• _ABOUT THIS EXERCISE_
Every line that appears in the listing is to be set down verbatim.

• _PROVIDED INFORMATION_

PR #292, opened 2021-01-08
spike: dynamic front pages

c-j-j:

### DIFF
--- a/packages/slice-layout/src/templates/frontleadtwo/index.js
+++ b/packages/slice-layout/src/templates/frontleadtwo/index.js
@@ -6,30 +6,54 @@ import HorizontalLayout from "../horizontallayout";
 import { getStyles } from "./styles";
 import { useResponsiveContext } from "@times-components-native/responsive";
 
+const baseWindowWidth = 1024;
+
+const baseWindowHeight = 768;
+const baseContentWidth = baseWindowWidth - 40 * 2;
+const baseContentHeight = 520;
+const baseAspectRatio = baseContentWidth / baseContentHeight;
+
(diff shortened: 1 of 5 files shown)


packages/styleguide/src/breakpoints/index.js
```diff
@@ -40,18 +40,18 @@ const getNarrowArticleBreakpoint = (width) => {
 };
 
 const getStyleByDeviceSize = (styles, windowWidth, windowHeight) => {
-  const selectedSize = Object.entries(styles)
-    .sort(([a], [b]) => b - a)
-    .find(([size]) => size <= windowWidth);
+  const sortedStyles = Object.entries(styles).sort(([a], [b]) => b - a);
```
c-j-j, line 43: This is a temporary fix to address issues on android nexus 7 - we currently don't have a 960px width in our styles, so this just assigns that size the 1024px style.

packages/slice-layout/src/templates/frontleadtwo/index.js
```diff
@@ -6,30 +6,54 @@ import HorizontalLayout from "../horizontallayout";
...
   const { windowWidth, windowHeight } = useResponsiveContext();
   const styles = getStyles(orientation, windowWidth, windowHeight);
 
+  const heightAvailable = windowHeight - 248;
+
+  const currentAspectRatio = windowWidth / windowHeight;
+  const aspectRatioToUse = findClosestAspectRatio(currentAspectRatio);
+
+  const width = heightAvailable * aspectRatioToUse;
+  const multiplier = heightAvailable / baseContentHeight;
```
c-j-j, line 33: This `multiplier` is the main value required to scale all text sizes by a particular amount.

PR #1416, opened 2018-07-24
Modify pagedtable even background color

### LINKED ISSUE #1413: Darkly Theme Table Text Color
I'm so excited that Darkly is making its way into RMarkdown! However, after applying it to a document, I've noticed that the way tables are formatted makes it impossible to read every other row. Please see the image below. 

image

If you highlight the table, you can see that there is actually information in each of the white rows, they are just white text on a white background. 

image

This document was created with the following yaml header: 

```
---
title: "Title"
author: "Name"
date: "Last Update: `r Sys.Date()`"
output: 
  html_notebook:
    highlight: pygments
    theme: darkly
    toc: yes
    toc_float: yes
---
```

• _OUTPUT OF THE EXERCISE_
PR #292, opened 2021-01-08
spike: dynamic front pages

c-j-j:

### DIFF
--- a/packages/slice-layout/src/templates/frontleadtwo/index.js
+++ b/packages/slice-layout/src/templates/frontleadtwo/index.js
@@ -6,30 +6,54 @@ import HorizontalLayout from "../horizontallayout";
 import { getStyles } from "./styles";
 import { useResponsiveContext } from "@times-components-native/responsive";
 
+const baseWindowWidth = 1024;
+
+const baseWindowHeight = 768;
+const baseContentWidth = baseWindowWidth - 40 * 2;
+const baseContentHeight = 520;
+const baseAspectRatio = baseContentWidth / baseContentHeight;
+
(diff shortened: 1 of 5 files shown)


packages/styleguide/src/breakpoints/index.js
```diff
@@ -40,18 +40,18 @@ const getNarrowArticleBreakpoint = (width) => {
 };
 
 const getStyleByDeviceSize = (styles, windowWidth, windowHeight) => {
-  const selectedSize = Object.entries(styles)
-    .sort(([a], [b]) => b - a)
-    .find(([size]) => size <= windowWidth);
+  const sortedStyles = Object.entries(styles).sort(([a], [b]) => b - a);
```
c-j-j, line 43: This is a temporary fix to address issues on android nexus 7 - we currently don't have a 960px width in our styles, so this just assigns that size the 1024px style.

packages/slice-layout/src/templates/frontleadtwo/index.js
```diff
@@ -6,30 +6,54 @@ import HorizontalLayout from "../horizontallayout";
...
   const { windowWidth, windowHeight } = useResponsiveContext();
   const styles = getStyles(orientation, windowWidth, windowHeight);
 
+  const heightAvailable = windowHeight - 248;
+
+  const currentAspectRatio = windowWidth / windowHeight;
+  const aspectRatioToUse = findClosestAspectRatio(currentAspectRatio);
+
+  const width = heightAvailable * aspectRatioToUse;
+  const multiplier = heightAvailable / baseContentHeight;
```
c-j-j, line 33: This `multiplier` is the main value required to scale all text sizes by a particular amount.

PR #1416, opened 2018-07-24
Modify pagedtable even background color

### LINKED ISSUE #1413: Darkly Theme Table Text Color
I'm so excited that Darkly is making its way into RMarkdown! However, after applying it to a document, I've noticed that the way tables are formatted makes it impossible to read every other row. Please see the image below. 

image

If you highlight the table, you can see that there is actually information in each of the white rows, they are just white text on a white background. 

image

This document was created with the following yaml header: 

```
---
title: "Title"
author: "Name"
date: "Last Update: `r Sys.Date()`"
output: 
  html_notebook:
    highlight: pygments
    theme: darkly
    toc: yes
    toc_float: yes
---
```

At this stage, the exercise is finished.